- Exercise details -
Print each line of the listing once more, precisely as given.

- Stored data -

PR #9680, opened 2023-02-23
avm2: Convert lots of classes to ActionScript

Aaron1011:
The vast majority of the changes are purely mechanical - defining the methods in `.as` files, renaming getters to use the `get_` prefix, and deleting the Rust-side class definition logic.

- Exercise output -
PR #9680, opened 2023-02-23
avm2: Convert lots of classes to ActionScript

Aaron1011:
The vast majority of the changes are purely mechanical - defining the methods in `.as` files, renaming getters to use the `get_` prefix, and deleting the Rust-side class definition logic.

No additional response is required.